Task instructions: Of all the lines in the records below, copy only those that contain the string "roles".

Segment Start: Records for the exercise

PR #192, opened 2021-12-10
[Delegations prereq 2] Add hash bins helpers

ethan-lowman-dd:
Splitting up https://github.com/theupdateframework/go-tuf/pull/175

This PR adds helpers to support hash bin targets delegation. The helpers will be used to generate a list of hash bin manifest names as `leaf_00.json, leaf_01.json, leaf_02.json, ..., leaf_ff.json`, which a targets manifest such as `bins.json` may delegate to using the TUF `path_hash_prefixes` feature ([see spec](https://theupdateframework.github.io/specification/latest/#path_hash_prefixes)).

### DIFF
--- a/internal/targets/hash_bins.go
+++ b/internal/targets/hash_bins.go
@@ -1,0 +1,82 @@
+package targets
+
+import (
+	"strconv"
+	"strings"
+)
+
+// hexEncode formats x as a hex string, left padded with zeros to padWidth.
+func hexEncode(x uint64, padWidth int) string {
+	// Benchmarked to be more than 10x faster than padding with Sprintf.
+	s := strconv.FormatUint(x, 16)
+	if len(s) >= padWidth {
+		return s
+	}
+	return strings.Repeat("0", padWidth-len(s)) + s
+}
+
+// HashBin represents a hex prefix range. First should be less than Last.
+type HashBin struct {
+	First uint64
+	Last  uint64
+}
+
+// Name returns the of the role that signs for the HashBin.
+func (b HashBin) Name(prefix string, padWidth int) string {
+	if b.First == b.Last {
+		return prefix + hexEncode(b.First, padWidth)
+	}
+
+	return prefix + hexEncode(b.First, padWidth) + "-" + hexEncode(b.Last, padWidth)
+}
+
+// Enumerate returns a slice of hash prefixes in the range from First to Last.
+func (b HashBin) Enumerate(padWidth int) []string {
+	n := int(b.Last - b.First + 1)
+	ret := make([]string, int(n))
+
+	x := b.First
+	for i := 0; i < n; i++ {
+		ret[i] = hexEncode(x, padWidth)
+		x++
+	}
+
+	return ret
+}
+
+// HashPrefixLength returns the width of hash prefixes if there are
+// 2^(log2NumBins) hash bins.
+func HashPrefixLength(log2NumBins uint8) int {
+	if log2NumBins == 0 {
+		// Hash prefix of "" is represented equivalently as "0-f".
+		return 1
+	}
+
+	// ceil(log2NumBins / 4.0)
+	return int((log2NumBins-1)/4) + 1
+}
+
+// GenerateHashBins returns a slice of length 2^(log2NumBins) that partitions
+// the space of path hashes into HashBin ranges.
+func GenerateHashBins(log2NumBins uint8) []HashBin {
+	numBins := uint64(1) << log2NumBins
+
+	// numPrefixes = 16^(HashPrefixLength(log2NumBins))
+	numPrefixes := uint64(1) << (4 * HashPrefixLength(log2NumBins))
+
+	p := make([]HashBin, numBins)
+
+	first := uint64(0)
+	interval := numPrefixes / numBins
+	last := first + interval - 1
+	for i := uint64(0); i < numBins; i++ {
+		p[i] = HashBin{
+			First: first,
+			Last:  last,
+		}
+		first += interval
+		last += interval
+	}
+
+	return p
+}
--- a/internal/targets/hash_bins.go
+++ b/internal/targets/hash_bins.go
@@ -22,8 +22,8 @@ func hexEncode(x uint64, padWidth int) string {
 
 const bitsPerHexDigit = 4
 
-// numHexDigits returns is the number of hex digits required to encode
-// the given number of bits.
+// numHexDigits returns the number of hex digits required to encode the given
+// number of bits.
 func numHexDigits(numBits int) int {
 	// ceil(numBits / bitsPerHexDigit)
 	return ((numBits - 1) / bitsPerHexDigit) + 1
--- a/internal/targets/hash_bins.go
+++ b/internal/targets/hash_bins.go
@@ -29,20 +29,19 @@ func numHexDigits(numBits int) int {
 	return ((numBits - 1) / bitsPerHexDigit) + 1
 }
 
+// HashBins represents an ordered list of hash bin target roles, which together
+// partition the space of target path hashes equal-sized buckets based on path
+// has prefix.
 type HashBins struct {
-	rolePrefix string
-	bitLen     int
+	rolePrefix  string
+	bitLen      int
+	hexDigitLen int
 
 	numBins           uint64
 	numPrefixesPerBin uint64
-
-	currIndex uint64
-	curr      *HashBin
 }
 
-// NewHashBins creates an iterator over hash bin targets roles, which together
-// partition the space of target path hashes into 2^bitLen buckets, based on
-// path hash prefix.
+// NewHashBins creates a HashBins partitioning with 2^bitLen buckets.
 func NewHashBins(rolePrefix string, bitLen int) (*HashBins, error) {
 	if bitLen < MinDelegationHashPrefixBitLen || bitLen > MaxDelegationHashPrefixBitLen {
 		return nil, fmt.Errorf("bitLen is out of bounds, should be between %v and %v inclusive", MinDelegationHashPrefixBitLen, MaxDelegationHashPrefixBitLen)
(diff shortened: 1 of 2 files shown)


internal/targets/hash_bins.go
```diff
@@ -0,0 +1,82 @@
...
+}
+
+// HashBin represents a hex prefix range. First should be less than Last.
+type HashBin struct {
+	First uint64
+	Last  uint64
+}
+
+// Name returns the of the role that signs for the HashBin.
+func (b HashBin) Name(prefix string, padWidth int) string {
```
mnm678, line 25: Depending on who can call this, you might want to validate that padWidth is positive

mnm678 (approved):
One nit, but LGTM

internal/targets/hash_bins.go
ethan-lowman-dd: I believe the code is safe against negative `padWidth`. If you pass a negative value, then the `len(s) >= padWidth` check in `hexEncode` does not apply any extra padding (same as if `padWidth == 0` or `padWidth < len(s)`).

```go
func hexEncode(x uint64, padWidth int) string {
	// ...
	if len(s) >= padWidth {
		return s
	}
	return strings.Repeat("0", padWidth-len(s)) + s
}
```

hosseinsia:
please provide some description of what this PR does.

ethan-lowman-dd:
@hosseinsia Added a brief description. The unit tests are also a good place to look to see example usage of these functions. You can also find the intended usage in go-tuf APIs in `AddTargetsDelegationsForPathHashBins` in `repo.go` here: https://github.com/theupdateframework/go-tuf/pull/175

internal/targets/hash_bins.go
```diff
@@ -0,0 +1,82 @@
...
+	return int((log2NumBins-1)/4) + 1
+}
+
+// GenerateHashBins returns a slice of length 2^(log2NumBins) that partitions
+// the space of path hashes into HashBin ranges.
+func GenerateHashBins(log2NumBins uint8) []HashBin {
+	numBins := uint64(1) << log2NumBins
+
+	// numPrefixes = 16^(HashPrefixLength(log2NumBins))
+	numPrefixes := uint64(1) << (4 * HashPrefixLength(log2NumBins))
```
hosseinsia, line 65: why 4*?

internal/targets/hash_bins.go
```diff
@@ -0,0 +1,82 @@
...
+// HashPrefixLength returns the width of hash prefixes if there are
+// 2^(log2NumBins) hash bins.
+func HashPrefixLength(log2NumBins uint8) int {
+	if log2NumBins == 0 {
+		// Hash prefix of "" is represented equivalently as "0-f".
+		return 1
+	}
+
+	// ceil(log2NumBins / 4.0)
+	return int((log2NumBins-1)/4) + 1
```
hosseinsia, line 56: again the constant 4 is used here. Please define a const and use it.

internal/targets/hash_bins.go
```diff
@@ -0,0 +1,82 @@
...
+func GenerateHashBins(log2NumBins uint8) []HashBin {
+	numBins := uint64(1) << log2NumBins
+
+	// numPrefixes = 16^(HashPrefixLength(log2NumBins))
+	numPrefixes := uint64(1) << (4 * HashPrefixLength(log2NumBins))
+
+	p := make([]HashBin, numBins)
+
+	first := uint64(0)
+	interval := numPrefixes / numBins
```
hosseinsia, line 70: is the interval = 4?

internal/targets/hash_bins_test.go
```diff
@@ -0,0 +1,95 @@
...
+func BenchmarkHexEncode4(b *testing.B) {
+	for n := 0; n <= b.N; n++ {
+		for x := uint64(0); x <= 0xffff; x += 1 {
+			hexEncode(x, 4)
+		}
+	}
+}
+
+func TestHashBin(t *testing.T) {
+	h := HashBin{
```
hosseinsia, line 26: nit: please use test tables instead.

internal/targets/hash_bins_test.go
```diff
@@ -0,0 +1,95 @@
...
+
+	h = HashBin{
+		First: 0x0abc,
+		Last:  0xbcde,
+	}
+	assert.Equal(t, "test_0abc-bcde", h.Name("test_", 4))
+}
+
+func TestHashPrefixLength(t *testing.T) {
+	assert.Equal(t, 1, HashPrefixLength(0))
```
hosseinsia, line 52: nit: please use test tables.

internal/targets/hash_bins.go
```diff
@@ -0,0 +1,82 @@
...
+		return 1
+	}
+
+	// ceil(log2NumBins / 4.0)
+	return int((log2NumBins-1)/4) + 1
+}
+
+// GenerateHashBins returns a slice of length 2^(log2NumBins) that partitions
+// the space of path hashes into HashBin ranges.
+func GenerateHashBins(log2NumBins uint8) []HashBin {
```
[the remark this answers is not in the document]
ethan-lowman-dd: I think we'll have to duplicate this input validation in the public APIs, but I added a check here just to be safe.

internal/targets/hash_bins_test.go
hosseinsia: please split the tests with different natures (one for `Name` method and other for `Enumerate`)

internal/targets/hash_bins.go
```diff
@@ -0,0 +1,82 @@
...
+import (
+	"strconv"
+	"strings"
+)
+
+// hexEncode formats x as a hex string, left padded with zeros to padWidth.
+func hexEncode(x uint64, padWidth int) string {
+	// Benchmarked to be more than 10x faster than padding with Sprintf.
+	s := strconv.FormatUint(x, 16)
+	if len(s) >= padWidth {
```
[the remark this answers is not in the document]
hosseinsia: We must return an error in such cases (defensive programming), or provide a comment on top of the method explaining the condition(s).

internal/targets/hash_bins.go
```diff
@@ -0,0 +1,86 @@
...
+		return s
+	}
+	return strings.Repeat("0", padWidth-len(s)) + s
+}
+
+// HashBin represents a hex prefix range. First should be less than Last.
+type HashBin struct {
```
hosseinsia, line 23: since padWidth is used almost in all of the method params, if it does not change for a bin, can you set it as`HashBin` struct member?

internal/targets/hash_bins.go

Segment End: Records for the exercise

Completed exercise:
+// HashBins represents an ordered list of hash bin target roles, which together
-// NewHashBins creates an iterator over hash bin targets roles, which together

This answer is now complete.